Câmara criticou o posicionamento de alguns ministros do STF, citando parcialidade, e um suposto esforço para fechar as igrejas.
– Dizem que as igrejas são os locais onde as pessoas mais se contaminam. É uma mentira. Quando você atrela uma fala equilibrada, ponderada, com uma frase totalmente desequilibrada dessa, você vê que estão sendo parciais, estão querendo fechar as igrejas. Pode ter supermercado, pode ter transporte público? Por que não pode ter igreja dentro dos parâmetros de números de pessoas?
Ele também frisou a importância da fiscalização dos templos, para que as medidas sanitárias sejam cumpridas.
– Liberem e fiscalizem. […] Se o problema é que está “dando” muita gente, então fiscaliza. O problema é da fiscalização também.
RENATO VARGENS
O pastor Renato Vargens, da Igreja Cristã da Aliança, em Niterói (RJ), comentou sobre cristãos que apoiam a proibição das reuniões presenciais de missas e cultos em tempos de Covid-19. Ele acredita que isso se deva a um “desentendimento” do que “de fato estava sendo defendido por aqueles que lutam pela liberdade de culto”.
Vargens, que também é colunista do Pleno.News, negou que as pessoas que defendem as reuniões religiosas sejam a favor de aglomerações, mas declaro que elas defendem o ” direito constitucional de reunião”.
– Em nenhum momento por exemplo, foi defendido aglomerações ou mesmo reuniões sem regras ou limitações sanitárias. Muito pelo contrário! As igrejas, comprometidas com o bem comum, zelam pela saúde da população seguindo protocolos de biossegurança.
Ele argumentou que o fechamento de uma igreja não cabe ao Estado, mas sim à congregação em particular. Considera ainda a funcionalidade da Igreja como “fundamental” em meio às crises.
– Aqueles que defendem a liberdade de culto entendem que a funcionalidade da Igreja de Cristo é fundamental a um mundo em crise, visto que a Igreja tem o papel de socorrer, acolher, consolar, confortar e ministrar o poder do evangelho àqueles que sofrem.
CÉSAR AUGUSTO
Líder da Igreja Fonte da Vida, em Goiânia, o apóstolo César Augusto também considerou a ação inconstitucional, mas ressaltou que a “maioria dos evangélicos é contra aglomeração”.
– Nós, mais do que ninguém, ensinamos que a Igreja precisa andar de acordo com as normas da Organização Mundial da Saúde. Os decretos que foram com relação à limitação da presença das pessoas no culto têm que ser respeitados. Há algumas igrejas que não fazem isso. Essas deviam ser punidas.
Ele frisa, porém, a importância da Igreja para a sociedade e descreve a ação do STF como “ditatorial”.

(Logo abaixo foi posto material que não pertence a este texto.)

PR #740, opened 2026-05-16
Data: add account recovery for Base App via recovery key

ren2140eth:
## Summary

Sets `accountRecovery.guardianRecovery` for Base App to `supported(...)` modelling Coinbase Smart Wallet's "recovery key" feature as a single SELF_CUSTODY guardian with 1-of-1 client-side reconstitution. Follows [Rainbow's loose use](data/software-wallets/rainbow.ts) of `SECRET_SPLIT_ACROSS_GUARDIANS` for similar single-secret backup patterns.

## How Coinbase's recovery key works

Per [Coinbase Help — Recover your smart wallet](https://help.coinbase.com/en/wallet/getting-started/smart-wallet-recovery) and the [`MultiOwnable.sol`](https://github.com/coinbase/smart-wallet/blob/0fe87f18488fa89b792896d79de3200242778a68/src/MultiOwnable.sol) contract:

- A recovery key is a standalone Ethereum private key the user generates
- It is registered on-chain as an additional owner via `addOwnerAddress`
- A holder of the recovery key has full owner powers — can drain the wallet, evict the original passkey, add new owners
- No encryption layer; the recovery key itself is the secret
- No threshold (1-of-N: any owner can act unilaterally)
- No timelock, no notification mechanism
- Multiple recovery keys may be registered, each acting independently

## Schema mapping

| Field | Value | Why |
|---|---|---|
| `type` | `SECRET_SPLIT_ACROSS_GUARDIANS` | Closest fit. CSW's pattern is neither pure secret-split nor classic K-of-N-with-timelock; the schema's `K_OF_N_WITH_TIMELOCK` requires `timelockWarningSentByAllOf: NonEmptyArray<Entity>` which CSW has no honest value for. |
| `optionalGuardians` | `[{ type: SELF_CUSTODY }]` | The recovery key is a self-custodied private key generated by the wallet and stored by the user. |
| `optionalGuardiansMinimumConfigurable` | `1` | User configures one recovery key. |
| `optionalGuardiansMinimumNeededForRecovery` | `1` | One key is sufficient to recover. |
| `requiredGuardians` | `[]` | Nothing else is mandatory — no wallet password, no Coinbase server, no mandated cloud account. The recovery key alone is sufficient. |
| `secretReconstitution` | `'CLIENT_SIDE'` | Recovery happens via on-chain transaction signed with the recovery key; no Coinbase-side reconstitution. |

The `descriptionMarkdown` documents the security model candidly (no encryption, full unilateral powers, no timelock/notification) so the evaluator's UI surfaces these properties.

## Caveat

This is a slight stretch of `SECRET_SPLIT_ACROSS_GUARDIANS` since CSW's recovery key isn't really *split*. The schema's docstring acknowledges this gap: *"if a wallet uses a recovery scheme that doesn't fit any of these types, a new enum value should be added."* A future schema extension (e.g. `PRE_AUTHORIZED_FULL_OWNER`) could model this more precisely. Tracked informally.

## Test plan

- [ ] CI lint, prettier, type-check, and build pass
- [ ] Account Recovery section renders on the Base App detail page with the descriptionMarkdown's security caveats visible

### DIFF
--- a/data/software-wallets/base-app.ts
+++ b/data/software-wallets/base-app.ts
@@ -2,7 +2,6 @@ import { ren2140 } from '@/data/contributors/ren2140'
 import { AccountType } from '@/schema/features/account-support'
 import type { AddressResolutionData } from '@/schema/features/privacy/address-resolution'
 import { WalletProfile } from '@/schema/features/profile'
-import { GuardianPolicyType, GuardianType } from '@/schema/features/security/account-recovery'
 import {
 	BugBountyPlatform,
 	BugBountyProgramAvailability,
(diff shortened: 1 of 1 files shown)


polymutex:
Sorry, but please see comment on https://github.com/walletbeat/walletbeat/pull/745#issuecomment-4472574966. Apparently this feature requires accessing `keys.coinbase.com`, aka relying on an out-of-wallet service in order to perform recovery. As such, the wallet itself doesn't implement account recovery.

ren2140eth:
Hmmm this is a bit nuanced though so for example if you’re using an external service for recovery (e.g. your guardian is linked to an email address you control so in order to recover your wallet you will need to click a link emailed to you that will open in your browser and activate the recovery flow). This is just as example based on my memory of how the old argent Ethereum wallet worked that had implemented social recovery features. I think this would constitute account recovery functionality even though the flow takes place outside the wallet UI? Similarly then the flow for base doesn’t seem very different than this. OR since you can only rely on coinbase to recover we will assume this is not sufficient to pass which would be different logic than the integrated in UI argument?

polymutex (changes requested):
Reading the [Coinbase help page on this](https://help.coinbase.com/en/wallet/getting-started/smart-wallet-recovery), it seems like the recovery phrase isn't stored on Coinbase's servers at all, so that makes it "self-custody" (as the PR correctly states). However:
- The *tool* to execute the recovery is a Coinbase-hosted webpage, and there doesn't appear to be an open-source self-hosted version of it, i.e. you are reliant on Coinbase to maintain this tool and that it works by the time you need it.
- There is no other recovery factor; the seed phrase unilaterally controls the smart wallet account. So the use of "SECRET_SPLIT_ACROSS_GUARDIANS" doesn't make much sense, since there is no split happening.

Given this, I think the best thing to do here is to keep this as `null` for now, as we need a new type of `GuardianPolicy` to represent this situation better than the current two options (`GuardianPolicyType.SECRET_SPLIT_ACROSS_GUARDIANS` and `K_OF_N_WITH_TIMELOCK`) can.

As for the Argent case, I think there's been many flavors of Argent wallets so I'm not sure which one you refer to. Nonetheless, the distinction I think is: *must* you rely on Argent itself, or is Argent just one of multiple configurable guardian options?

- If Argent is *only* one of many possible guardians, and the way you prove to Argent-the-guardian that you "own" your account is by email verification, then this is OK. That would be an "optional guardian" per the `SECRET_SPLIT_ACROSS_GUARDIANS` scheme.
- If Argent is the *sole* guardian option, then obviously it is not an "optional guardian", it is a required one, and you now have a single point of failure on Argent.
- If Argent is only of many possible guardians, but that the account recovery process still requires some type of interaction with Argent's live servers even if the user configured their wallets to be recoverable using non-Argent guardians, then Argent is also a "required guardian", and you have a single point of failure on Argent.

Ways in which Argent can provide account recovery without becoming a "required guardian" involves self-hosted or self-run tools. For example, they have an [account recovery CLI](https://github.com/argentlabs/argent-starknet-recover) which users can run on their own computer, without Argent in the loop.

Another way seems to be the [encrypted recovery kit](https://support.argent.xyz/hc/en-us/articles/4410361683601-Saving-Encrypted-Recovery-Kit-for-offchain-recovery), which according to the help article is detected during startup of the Argent wallet. That implies the user doesn't need any Argent server interaction, they just need to download the Argent app from the app store and the wallet will implement the recovery flow as part of its onboarding process, no Argent servers involved.

Hope this makes sense :)

ren2140eth:
Thanks this is helpful. Yes in the Argent example it's one of multiple guardians and you didn't need to use argent as a guardian at all. But for Coinbase it does appear that you can only recover your wallet by interacting with Coinbase so this would be a single point of failure. So can revert to null for now but would be valuable to surface this as an option that does exist even though it will fail once we can update the schema

ren2140eth:
Closing per the discussion above — keeping `accountRecovery: null` for now (which beta already reflects).

Conclusion: Base App's smart-wallet recovery is self-custodial in that the recovery phrase isn't stored on Coinbase's servers, **but** the only tool to execute recovery is a Coinbase-hosted webpage with no self-hostable alternative, and the seed phrase unilaterally controls the account (no secret split). Neither current `GuardianPolicyType` (`SECRET_SPLIT_ACROSS_GUARDIANS`, `K_OF_N_WITH_TIMELOCK`) can represent a 'sole provider-hosted recovery tool = single point of failure on the provider' situation.

So this stays `null` until the schema gains a type that models it.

– Só uma Igreja que está executando o que a Palavra de Deus diz, e o culto presencial faz parte dessa normalidade, vai poder ajudar as pessoas que estão depressivas, em pânico… pensando em tirar a sua própria vida; pessoas que estão passando necessidades, que precisam de uma cesta básica, que precisam de um apoio. Só o culto presencial pode gerar novamente esperança e fé no futuro que o próprio Deus pode dar a essa pessoa.

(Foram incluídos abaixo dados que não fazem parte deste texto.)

PR #745, opened 2026-05-17
Data: add permissionsManagement for Base App via Spend Permissions

ren2140eth:
## Summary

Sets `selfSovereignty.permissionsManagement` for Base App to `supported(...)` modelling Coinbase Smart Wallet's "Spend Permissions" mechanism. Was `null` (not yet checked).

## How Coinbase's Spend Permissions work

A Coinbase-specific mechanism (the `SpendPermissionManager` contract added as an owner of the user's smart wallet) where dApps request **recurring spending authority** on the user's native ETH or ERC-20 tokens with **amount + frequency + start/end-date** semantics. Distinct from traditional `token.approve()` allowances.

Sources:
- [github.com/coinbase/spend-permissions](https://github.com/coinbase/spend-permissions) — README confirms ETH + ERC-20 scope, NFT exclusion
- [Base docs — Build with Spend Permissions](https://docs.base.org/identity/smart-wallet/guides/spend-permissions/)
- [Coinbase Help — Base account spend permissions](https://help.coinbase.com/en/wallet/getting-started/smart-wallet-permissions)

## Schema mapping

| Field | Value | Reason |
|---|---|---|
| `erc20Approvals` | `CAN_INSPECT_AND_REVOKE` | Spend Permissions cover ERC-20 spend authority and the Base Account web dashboard exposes both inspection and revocation. Scope caveat: traditional `token.approve()` allowances granted via legacy paths are NOT shown (users must use external tools like revoke.cash). |
| `erc721Approvals` | `CANNOT_INSPECT` | NFTs are architecturally excluded from Spend Permissions per the Coinbase repo README ("tighter and fully-known scope of account control"). |
| `erc1155Approvals` | `CANNOT_INSPECT` | Same as above. |

## Caveat: web-only revocation

The Base mobile app v29.94.123 does NOT have an in-app UI for inspecting or revoking Spend Permissions. Users are linked out to the Base Account web dashboard at [keys.coinbase.com](https://keys.coinbase.com) (Settings → Settings for your Base Account → Manage permissions). This is consistent with how we modelled `accountRecovery` in PR [#740](https://github.com/walletbeat/walletbeat/pull/740) — walletbeat treats the wallet as the holistic Base Account product, not just the mobile binary.

## Test plan

- [ ] CI lint, prettier, type-check, and build pass
- [ ] Base App detail page renders the permissions management section reflecting CAN_INSPECT_AND_REVOKE for ERC-20 and CANNOT_INSPECT for NFTs

### DIFF
--- a/data/software-wallets/base-app.ts
+++ b/data/software-wallets/base-app.ts
@@ -7,7 +7,6 @@ import {
 	BugBountyProgramAvailability,
 } from '@/schema/features/security/bug-bounty-program'
 import type { ContractTransactionWarning } from '@/schema/features/security/scam-alerts'
-import { SpendingApprovalsControl } from '@/schema/features/self-sovereignty/permissions-management'
 import { TransactionSubmissionL2Type } from '@/schema/features/self-sovereignty/transaction-submission'
 import { featureSupported, notSupported, supported } from '@/schema/features/support'
 import { comprehensiveFeesShownByDefault } from '@/schema/features/transparency/fee-display'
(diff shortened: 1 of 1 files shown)


polymutex:
> This is consistent with how we modelled accountRecovery in PR https://github.com/walletbeat/walletbeat/pull/740 — walletbeat treats the wallet as the holistic Base Account product, not just the mobile binary.

Sorry, but I strongly disagree with this approach. Relying on an out-of-wallet-software website for a feature like spend permission management is as meaningless as claiming that a wallet integrates built-in swaps just because it has a button that opens app.uniswap.org in a new tab when clicked.

Please adjust both PRs and the feature comments/documentation accordingly to ensure Claude doesn't end up logic'ing its way down this path in future PRs.

ren2140eth:
Noted but this is a feature specifically built by Coinbase to serve this functionality so it’s a bit different than the uniswap analogy since the equivalent would be using revoke.cash not going to keys.coinbase logging in with the passkey that controls your wallet then revoking permissions that are natively built into the wallet. So then I’d have a question I see on rabby we also have set to fail although you definitely can revoke erc 20 and nfts (both 721 & 1155) they just enabled the feature to let you do this within the browser wallet itself but before it directed you to a website built by rabby where you could go thru and revoke approvals (in this case would we say rabby doesn’t provide this functionality just because it redirects you to a website? If it redirected you to revoke cash then I think it would NOT provide the functionality but that’s not the case).

Sent from [Proton Mail](https://proton.me/mail/home) for iOS.

-------- Original Message --------

polymutex:
Yes, if Rabby just goes to `revoke.cash` then it also doesn't support it either. (It's nice that they link to it vs the alternative of not doing anything at all to help the user, but still not qualifying.)

The same entity being behind both the wallet and the service is a relevant distinction here, sure, but I don't think that's enough of a justification either.

If we accepted that justification, then we would say that "Google Chrome has integrated search functionality" just because typing a non-URL in the address bar goes to the Google Search website, which is operated by the same entity. Yet I don't think someone would claim "Google Chrome has integrated search functionality". It just has a UI shortcut to a service that Google also runs.

Similarly, consider Uniswap Wallet. Would you say that it has "built-in swaps" if its swap button just opened a new tab to app.uniswap.org? Probably not, yet both services are operated by the same foundation.  So the bar for having "integrated [something]" seems higher than just "has a button to go on a website for [something] operated by the wallet entity".

ren2140eth:
Well rabby currently has it integrated within the browser wallet pop up UI (so we should update this). This is a recent update. Previously it opened a tab in your browser to their own revoke UI NOT revoke.cash based on our strict definition of integrated we’d rate this as not passing? The fact that rabby provides this is genuinely useful and some solution is better than none even if it’s not fully integrated but I think it’s fair to have this strict standard for integrated features. So then we’re essentially saying if the feature is not available in the browser wallet pop up UI or the mobile app UI then we wouldn’t consider it. I think there’s even more nuance with base because they have their own custom implementation but wouldn’t change the fact that you would need to go to an external site to manage the permissions. I’ll revert this back to null in this case

Sent from [Proton Mail](https://proton.me/mail/home) for iOS.

-------- Original Message --------

ren2140eth:
Reverted in [3605c4b8](https://github.com/walletbeat/walletbeat/pull/745/commits/3605c4b8). `permissionsManagement` is back to `null`, with a code comment documenting (a) what the external Spend Permissions mechanism is, (b) where it lives (keys.coinbase.com), and (c) why we're not counting it as supported per the in-wallet-UI-only standard discussed in this thread. The principle is now noted for future PRs so the same misclassification doesn't recur.

polymutex:
I recognize there can some nuance here (a wallet with a button to do [good thing] is better than a wallet with no button at all), but perhaps if we're going to add nuance it should be based on how critical and fungible the feature is.

For token spend permissions, revoke.cash works with any wallet, because these permissions are part of the ERC-20 token standard and so all wallets are essentially compatible with each other.

Contrast that to a feature like account key rotation, where there is no such standard and where if you use Coinbase's flavor of smart accounts, you need Coinbase's specific web-based tool to rotate keys. That is a single point of failure and you are essentially at the mercy of Coinbase to keep this tool.

For simplicity, I'd say let's keep this as "feature either exists directly implemented in the wallet software, not in any external site" just to be consistent across all such features.

polymutex (approved):

ren2140eth:
Ok makes sense

Sent from [Proton Mail](https://proton.me/mail/home) for iOS.

-------- Original Message --------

Ele espera que as autoridades do Judiciário e do Executivo repensem as medidas, sob o risco de o país entrar em uma crise ainda maior. O apóstolo assinala ainda que não é apenas contra o fechamento dos templos, mas também o lockdown.
– É lógico que eu sou contra o lockdown, porque o lockdown, além de colocar você dentro de uma caverna, e ali sua imaginação ser dirigida por uma mídia sensacionalista (e eu não estou fugindo da realidade das mortes; ela existe sim; isto acontece, mas a maneira como é noticiada gera um pânico nas pessoas), nós vamos ter uma crise econômica maior do que já estamos. As pessoas perderam os seus empregos, pedindo falência; famílias estão desassistidas em todas as áreas. Então é o momento de reconsiderar – defendeu.